Hope your K2 continues to pass the test. I have been doing the same myself from time to time.


----------



## Kind (Jan 28, 2009)

ScottBooks said:


> My original kindle had this issue. From the Amazon boards I learned that several delivered in early August had sun issues. I figure that sometimes they get a batch of bad e-ink screens. Got a replacement in January and this one has been fine.


Perhaps the supplier's trying to cut corners?


----------



## starryskyz (Nov 7, 2008)

Sigh, finally had a semi-sunny day in Seattle so I took my K2 out in the sun...and you guys are right.  On every page turn or page update, the words faded 

I wonder if I should bother with a return...this is my second kindle so I already used up 2 of the 6 liscense.  I also have my decalgirl skin on it already too.

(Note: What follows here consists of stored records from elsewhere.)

PR #543, opened 2017-11-22
New startup/load screen art. Auto-resize startup/load screen.

NickAragua:
Auto-resizes startup and load screens based on user's resolution. Introduces Spooky's new art for MekHQ startup and load screens.


Qwertronix:
Yay! New eye candy!

Issue #464, opened 2017-09-20
KIA personnel that have been set to 0 hits in the battle resolution screen are still moved to the KIA roster


Question2:
Personnel killed in a scenario and then set to 0 hits (or anything other than "dead") are still incorrectly moved to the KIA roster after the post battle resolution screen. They should only be moved to KIA if they are at 6 hits/dead.

[#battletech.zip](https://github.com/MegaMek/mekhq/files/1318905/battletech.zip)

If you load the autosave file for the first base attack scenario and let the BA get killed, you will end up with some dead BA pilots in the battle resolution screen afterwards. Setting them to 0 hits will still result in them being moved to the KIA roster at 0 hits.

pheonixstorm:
I noticed this earlier in my own game. Will take a look at it later and see if I can find the cause unless a dev beats me to it.

Qwertronix:
Noticed this as well, and it might be related to another report (which I can't seem to find at the moment) of units "disappearing" on their deployment phase in MM if they had previously come up as KIA and been put back to active status in this way. 

Also probably the same issue as #324.

Dylan-M:
Closing as duplicate.

Duplicates #324

Issue #324, opened 2017-02-18
BUG: Personnel keep trying to fake their death


ThomasMarik:
when resolving a battle in mekHQ after doing the megamek match you have the opportunity to review and alter damage taken by your personnel. If someone has taken 6 points of damage ad you reduce it to 5 the game still considers him dead and sets him KIA. This is incorrect as a person with 5 hits is not dead unless a Lost head result is rolled.

Dylan-M:
I cannot replicate this on the current code. I'm pretty sure this has been resolved.

PR #552, opened 2017-12-03
Display KIAs on scenario resolution UI

Qwertronix:
Throwing this up here for discussion and suggestions. 

There are a number of cases where a pilot or crewmember or other person might die on the battlefield or during scenario resolution that bypass the usual "6+ hits = dead" rule. Some examples are random rolls when multi-crew mech cockpits are destroyed or when calculating infantry casualties. Generally these would set the hits count of the person to 6 anyway, but also set a `forceDead` flag. 

This `forceDead` thing was not shown to the player and was never modified again later after the ResolveScenarioWizardDialog is launched. This meant that a player modifying the hits slider from 6 to 3 would still find that person sent to KIA rosters, unassigned, logged as dead, and processed through all other things that happen when McCoy shakes his head. 

I've considered the option of simply setting this to false whenever the user modifies the hits slider to something below 6, but what if the slider is changed to another value different than 6 by some other competing calculation before the wizard dialog is displayed? We then end up with a situation where a person has 2 hits shown (which seems fine to the user), remains unchanged, but ends up KIA still after the report. 

The two alternatives seem to be to either drop this whole `forceDead` thing altogether, and replace it with `setHits(HITS_DEAD)`, or show it to the user and give them control. The changes in this PR are for the latter just in case this should be kept around for something else I'm unaware of. Deleting `forceDead` instead would be fairly trivial. 

If we keep the display/UI option, a sub-question would be: What's a good general term to use there? I've put "Forced Death" but I don't like it.


Qwertronix:
As an aside, this is something I found while trying to fix #464 and #324, but nothing proposes here would actually fix the root cause of those issues.

NickAragua:
Can you post a screenshot of what this looks like?

Qwertronix:
Sure, looks like this: 

image

Qwertronix:
Following some discussion, changed it to be a general KIA checkbox that simply controls whether the person is dead or not, making it no longer controlled by the hits slider. 

Looks like this now: 

image

So far this is only the UI changes with no cleanup of the data handling in the background yet.

Issue #212, opened 2016-10-26
Campaign Option To Use Lowest Skilled Admin When Ordering Parts


BLOODWOLF333:
Currently HQ always uses your highest skilled admin to order parts first before moving on to the next highest skilled.  Asking for an option to set an order of precedence for what personnel to use first when ordering parts.

Use lowest skilled first <what I need
Use highest skilled first
[any other combinations we can come up with?]

I treat my unit's motor/mech-pool like a platoon with a platoon commander (2Lt with scrounge as the skill to acquire parts) and then all the techs as enlisted.  So when that 2LT gets to CPT and moves to the battalion motor-pool I dont need them ordering parts for the lance anymore since I have a new butterbar come in but, then he never gets any xp.  Would also be nice to assign an admin to each force and that admin would order parts for that force first before going to the Captain or the next admin.  Kind like how techs are done with the units having an assigned tech to each unit.

Dylan-M:
Better would be to do what we do for refits: dialog showing available personnel.

PR #599, opened 2018-01-08
Acquisition skill priority ordering option

Qwertronix:
Naive implementation of #212.

### DIFF
--- a/MekHQ/src/mekhq/gui/dialog/CampaignOptionsDialog.java
+++ b/MekHQ/src/mekhq/gui/dialog/CampaignOptionsDialog.java
@@ -298,6 +298,7 @@ public class CampaignOptionsDialog extends javax.swing.JDialog {
     private JCheckBox chkSupportStaffOnly;
     private JSpinner spnAcquireWaitingPeriod;
     private JComboBox<String> choiceAcquireSkill;
+    private JComboBox<String> choiceAcquireSortPriority;
     private JSpinner spnAcquireClanPenalty;
     private JSpinner spnAcquireIsPenalty;
     private JCheckBox chkCapturePrisoners;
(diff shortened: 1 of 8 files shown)


MekHQ/src/mekhq/gui/dialog/CampaignOptionsDialog.java
```diff
@@ -1072,11 +1073,31 @@ public void actionPerformed(java.awt.event.ActionEvent evt) {
...
 
+        DefaultComboBoxModel<String> acquisitionSortPriorityModel = new DefaultComboBoxModel<String>();
+        acquisitionSortPriorityModel.addElement(CampaignOptions.S_BESTFIRST);
+        acquisitionSortPriorityModel.addElement(CampaignOptions.S_WORSTFIRST);
+        acquisitionSortPriorityModel.setSelectedItem(options.getAcquisitionSortPriority());
+        choiceAcquireSortPriority = new JComboBox<String>(acquisitionSortPriorityModel);
+
+        gridBagConstraints = new java.awt.GridBagConstraints();
+        gridBagConstraints.gridx = 0;
+        gridBagConstraints.gridy = 3;
```
NickAragua: Let's make this gridy self-incrementing (except for those situations where two items are on the same row of course), rather than with these static numbers.

MekHQ/src/mekhq/gui/dialog/CampaignOptionsDialog.java
```diff
@@ -1072,11 +1073,31 @@ public void actionPerformed(java.awt.event.ActionEvent evt) {
...
+        gridBagConstraints.fill = java.awt.GridBagConstraints.NONE;
+        gridBagConstraints.anchor = java.awt.GridBagConstraints.WEST;
+        panSubAcquire.add(new JLabel("Buyer Skill Priority:"), gridBagConstraints);
```
NickAragua: I'd like to see new text turned into text resources instead of being hard-coded. 

Ideally, the other ones too, but let's not get too carried away.

MekHQ/src/mekhq/gui/dialog/CampaignOptionsDialog.java
NickAragua: Also, can we space the Acquisition Skill and Buyer Skill Priority dropdowns out a little better? Right now, at least with my "standard windows theme", they're right on top of each other.

giorgiga:
@NickAragua I went dow a similar path as this PR while investigating Bloodwolf issue with junior procurers never seeing action and thus never getting XPs (I didn't know of this PR at the time – I just noticed it now) and IMHO there may more bad than good down that path...

The trouble is, `getLogisticsPerson()` (which currently returns the best free procurer) is not only used when performing the actual acquisition checks, but also to display the TN for acquisition in the UI: if the policy of `getLogisticsPerson()` is inverted all displayed acquisition TNs will be based on the worst procurer rather than the best one, which I think might greatly confuse the players (personally, the fact that TNs change when I buy something -because my best procurer gets exhausted- already confuses me).

sixlettervariables:
Closed as stale.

For the ones who got a new kindle, has the issue not reproed, ie you don't see fading of any kind?  My fading is pretty big, the words are really light but I can still make them out.

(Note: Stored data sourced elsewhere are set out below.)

PR #603, opened 2018-01-13
Edge Trigger toggle tweaks

### LINKED ISSUE #590: [43.6] Cannot set mass edge triggers
I'm not able to set edge triggers for multiple personnel.  I can ONLY set the "off" status, but not the "on" status.  I can't recall if this was ever actually implemented, but based on https://github.com/MegaMek/mekhq/commit/04ba4ee7141af79833850d87c80b5b6c55766fd3, this seemed to be the case.

Qwertronix:
Fixes #590 and an unreported bug where support edge triggers would show in the multi-select options even if that unofficial setting was disabled. 

Also always display all enabled edge triggers for single-select context menus, with triggers not "valid" for the person's current role grayed out. This part isn't a "fix" per-se but I found the behavior unintuitive and it _felt_ bugged when I'd go mouse over the "Set Edge Triggers" option and just not get any submenu pop up. 

This also allows me to set edge triggers even when a person isn't _currently_ on a role that can use it, which I find desirable too.

### DIFF
--- a/MekHQ/src/mekhq/gui/adapter/PersonnelTableMouseAdapter.java
+++ b/MekHQ/src/mekhq/gui/adapter/PersonnelTableMouseAdapter.java
@@ -1,5 +1,6 @@
 package mekhq.gui.adapter;
 
+import java.awt.Color;
 import java.awt.event.ActionEvent;
 import java.awt.event.ActionListener;
 import java.awt.event.MouseEvent;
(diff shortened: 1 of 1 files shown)


MekHQ/src/mekhq/gui/adapter/PersonnelTableMouseAdapter.java
```diff
@@ -1904,81 +1905,95 @@ private void maybeShowPopup(MouseEvent e) {
...
-                        cbMenuItem = new JCheckBoxMenuItem(resourceMap.getString("edgeTriggerMASCFailure.text")); //$NON-NLS-1$
-                        cbMenuItem.setSelected(person.getOptions()
-                                .booleanOption(OPT_EDGE_MASC_FAILURE));
-                        cbMenuItem.setActionCommand(makeCommand(CMD_EDGE_TRIGGER, OPT_EDGE_MASC_FAILURE));
-                        cbMenuItem.addActionListener(this);
-                        menu.add(cbMenuItem);
-                    //Doctors    
-                    } else if (person.getPrimaryRole() == Person.T_DOCTOR && gui.getCampaign().getCampaignOptions().useSupportEdge()) {
+                    //Start of Edge reroll options
+                    cbMenuItem = new JCheckBoxMenuItem(resourceMap.getString("edgeTriggerHeadHits.text")); //$NON-NLS-1$
```
NickAragua: This five-liner block really wants to be turned into a helper function that takes some parameters (the text, the edge trigger, list of roles) and returns a JCheckBoxMenuItem ready for addition to the menu.

Qwertronix: It's practically begging, but I had my headset on with some loud music so I didn't hear it at first.

Qwertronix:
Currently, this thing only looks at the primary role to determine whether someone is considered to have a particular edge trigger "usable", and you need to enter the GM edit dialog to set them otherwise or change the person's role, set them, change back. 

I like to set up my edge triggers in advance whenever someone first gets an edge point, and I tend to forget about them afterwards, even through role changes. 

It's also relevant for the rare case where someone has a combat role as their secondary role, as they can go into battle and use those edge triggers but you're currently unable to set those edge triggers without the extra steps. 

All of this could also be superseded and better handled by a set of configurable "default edge triggers", but implementing that in a forward-compatible way with any future edge triggers is slightly trickier.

I was hoping to read out in the sun all summer...what a bummer!


----------



## pidgeon92 (Oct 27, 2008)

I took mine out for the first time today, I think it may actually be close to 50 degrees.... Sat out there for about 10 minutes, no fading at all.....


----------



## starryskyz (Nov 7, 2008)

Doh - yeah I never noticed this with my first Kindle which was a K1.

Also - this reproes once I'm outside...the clouds started rolling in so even in non-direct sun contact, the text fades.


----------



## pidgeon92 (Oct 27, 2008)

Trekker said:


> Did you turn the pages? That's when the fading showed up on mine. The new page had lighter text.


I was outside for ten minutes... I opened a number of books, a couple of newspapers, and read about ten pages of one book. No fading.


----------



## starryskyz (Nov 7, 2008)

A dead give-away for me (apart from the much lighter text) is that page turns usually have a refresh where most of the screen apart from the top/bottom bars flashes black.  In the sun today, my refresh ended up having bands.  Anywhere with no text was black, but anywhere with text was a very light shade of gray.  Once the refreshes have the zebra look to them, the text fades.

Pidgeon92, does this not happen for you either?  I'm trying to get a feel for whats normal and whats not


----------



## starryskyz (Nov 7, 2008)

Trekker said:


> You are allowed to have 6 total kindles on your account at any given time. If you have only one and get it replaced, you still have only one. You're not "using up" licenses by getting replacements.
> 
> The sun was out for a bit today and I tried mine. I held it in the sun and turned pages and the text definitely got lighter. I need to try it on a very bright cloudless day before I make any decisions. I also have skins on mine and even if I get a replacement kindle, there are no guarantees that the new one is going to work any better.
> 
> It would be nice to know if this could be fixed with firmware or if it's an actual defect. Even though the text got lighter, I still had no trouble reading it.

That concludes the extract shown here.